I am using this barb. I've tried regular plastic air and 2 brands of silicon piping and with anything over ~15 psi the tubing either blows off or there is huge leak of CO2 from the gap between the pipe and the barb. Using a plastic tie did not help much.

As far as I know, regular air hose is 8/4 mm. I could not find any info on the OD of brass barbs. Recommendations? Thanks a lot.


----------



## Left C (Jun 14, 2005)

That's a bummer, OVT!!

It sure sounds like your tubing's ID is too large or too stuff or too something so that it isn't working right.

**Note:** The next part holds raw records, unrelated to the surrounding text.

PR #170, opened 2020-02-09
Rename and publish context schema files

rikoe:
- Change schema file extensions
- Change schema `$id` property to use correct target URI (without version, but "next" instead)
- Change "enum" for "type" to be "const", which is the more correct JSON schema usage
- Some changes to some types to bring in line with FinObj types
- Copy to `website/static/schemas/next` folder as part of build
- Update links in context schema spec to point to published schemas


src/context/schemas/organization.schema.json
```diff
@@ -1,18 +1,18 @@
...
   "properties": {
-    "type": { "enum": ["fdc3.organization"] },
+    "type": { "const": "fdc3.organization" },
     "id": {
       "type": "object",
       "properties": {
         "LEI": { "type": "string" },
         "PERMID": { "type": "string" },
-        "FDSID": { "type": "string" }
+        "FDS_ID": { "type": "string" }
```
rikoe: Changed to `FDS_ID` with an underscore to bring in line with https://fo.finos.org/docs/objects/organization.

src/context/schemas/organization.schema.json
```diff
@@ -1,18 +1,18 @@
...
       }
     }
   },
-  "required": ["id","name"]
+  "required": ["id"]
```
rikoe: I thought we decided `name` was required for organization, but according to https://fo.finos.org/docs/objects/organization it is optional?

src/context/schemas/position.schema.json
```diff
@@ -1,12 +1,12 @@
...
   "type": "object",
   "allOf": [{ "$ref": "context.schema#/" }],
   "properties": {
-    "type": { "enum": ["fdc3.position"] },
+    "type": { "const": "fdc3.position" },
     "instrument": { "$ref": "instrument.schema#/" },
     "holding": { "type": "number", "minimum": 0 }
   },
-  "required": ["instrument", "holding"]
+  "required": ["instrument"]
```
rikoe: It doesn't make sense to me that the `holding` property on position is optional, which is why it was previously required, but according to https://fo.finos.org/docs/objects/position it is optional.

src/context/schemas/organization.schema.json
nkolba: it seems more consistent for just id to be required

src/context/schemas/position.schema.json
nkolba: agreed.  the object is not meaningful without a holding value.

src/context/schemas/contact.schema.json
```diff
@@ -0,0 +1,17 @@
...
+  "$id": "https://fdc3.finos.org/schemas/next/contact.schema.json",
+  "type": "object",
+  "allOf": [{ "$ref": "context.schema.json#/" }],
+  "properties": {
+    "type": { "const": "fdc3.contact" },
+    "id": {
+      "type": "object",
+      "properties": {
+        "email": { "type": "string" },
+        "FDS_ID": { "type": "string" }
```
nkolba: FDS_ID is something I'd associate with a 'person' object, rather than a contact object.  A 
'contact' is someone in my CMS, email, chat, etc.  A 'person' is a reference data object.

rikoe: Should I remove it again @nkolba (given that it is part of the FO definition)?

src/context/schemas/position.schema.json
rikoe: I will change it back.

src/context/schemas/contact.schema.json
nkolba: I’d be in favor of removing then working with FO to clarify on their side

donbasuno: I don't think we should introduce a new "person" object and thus create a separation between that and "contact". We are referencing an individual and there is only one of you and not different parts. It's not like "instrument" and "organization" where you need to reference specific parts for eg trading. I would of course be in favor to keep it in and line up with FO.

nkolba: @donbasuno -I'm fine with leaving as is.

PR #7, opened 2015-06-26
add two convenience methods for handling output

### LINKED ISSUE #4: Error helper
Most of my CLI's have this:

```js
var cli = meow();

fn(function (err) {
	if (err) {
		console.error(err.message);
		process.exit(1);
	}
});
```

Wonder if we could abstract out the error handling.

Eg:

```js
var cli = meow();

fn('unicorn', function (err) {
	cli.handleError(err);
});
```

It could potentially also handle showing the stack when `--verbose` is passed.

Thoughts?

-

// @kevva @floatdrop @arthurvr @shinnn

sindresorhus:
**NOT READY TO BE MERGED**

fixes #4

-

Just a quick change to get discussion going.

This would handle the most common CLI cases for me.

Wonder if we could just go with one method though, that just logged if the second argument where not undefined?

Also not happy with the method names. Any better suggestions?

// @kevva @arthurvr @shinnn

### DIFF
--- a/index.js
+++ b/index.js
@@ -9,6 +9,20 @@ var camelcaseKeys = require('camelcase-keys');
 delete require.cache[__filename];
 var parentDir = path.dirname(module.parent.filename);
 
+function handleError(err) {
+	if (!err) {
+		return;
+	}
+
+	console.error(err.message);
+	process.exit(1);
+}
+
+function handleOutput(err, output) {
+	handleError(err);
+	console.log(output);
+}
+
 module.exports = function (opts, minimistOpts) {
 	opts = objectAssign({
 		pkg: './package.json',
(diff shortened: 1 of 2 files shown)


kevva:
Haven't had a chance to check the code thoroughly but a naming suggestion. Maybe `onError` for the error one. The other one is harder.

ruffle1986:
```catch``` instead of ```handleError``` ?

File: index.js [hunk 1]
```diff
@@ -9,6 +9,20 @@ var camelcaseKeys = require('camelcase-keys');
 delete require.cache[__filename];
 var parentDir = path.dirname(module.parent.filename);
 
+function handleError(err) {
+	if (!err) {
+		return;
+	}
+
+	console.error(err.message);
```
sindresorhus: @kevva I'm not convinced we should be doing this. It makes it really hard to debug as it hides the stack trace. Maybe throw if the `DEBUG` environment variable is set?

sindresorhus:
@ruffle1986 `catch` is a reserved keyword, so can't use that. Could maybe go with `error`.

sindresorhus:
Skipping this as we now handle promise errors automagically and I'm not going to continue using callback-style interface.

You could try some silicone tubing. It is more flexible and it may grip the barb better. If you need a zip tie, use pliers to pull on it so that it can get very tight.

Unless you can get your pressure in the 30 to 45 psi range, you'll need another type of diffusion method.


Good luck!


----------



## cath0de (Feb 23, 2011)

I think you might want to try a different fitting. Something like http://www.homedepot.com/Plumbing-Pipes-Fittings-Valves/Watts/h_d1/N-5yc1vZbqpfZ57z/R-100637921/h_d2/ProductDisplay?langId=-1&storeId=10051&catalogId=10053 This fitting is 3/4 mip but I'm sure you can find it in 1/8 or 1/4. I've run over 50 psi through this type of compression fitting. The tubing will swell to twice the size before it comes off.


----------



## bosmahe1 (May 14, 2005)

I have an UpAqua inline diffuser and it was inconsistant until I turned it up to 30 PSI. I tried it with less but, it just couldn't make that initial push when the soleniod would first turn on.


----------



## TAB (Feb 7, 2009)

here is the deal, not only do you have to fight the head presure from the water depth, you also have to fight the presure of the pump. I have several inline reactors running on diffrent tanks, all are running about 30 psi.


----------



## OVT (Aug 26, 2010)

Thank you all for the replies.

Can a compression male fitting be used with a female NPT fitting (brass on brass)? If yes, do I still need to use tape?
Plumbing is not my strongest point . Thanks.


----------



## TAB (Feb 7, 2009)

no.


----------



## TAB (Feb 7, 2009)

Anthonywesty said:


> Visit a hardware store and start playing with the fittings.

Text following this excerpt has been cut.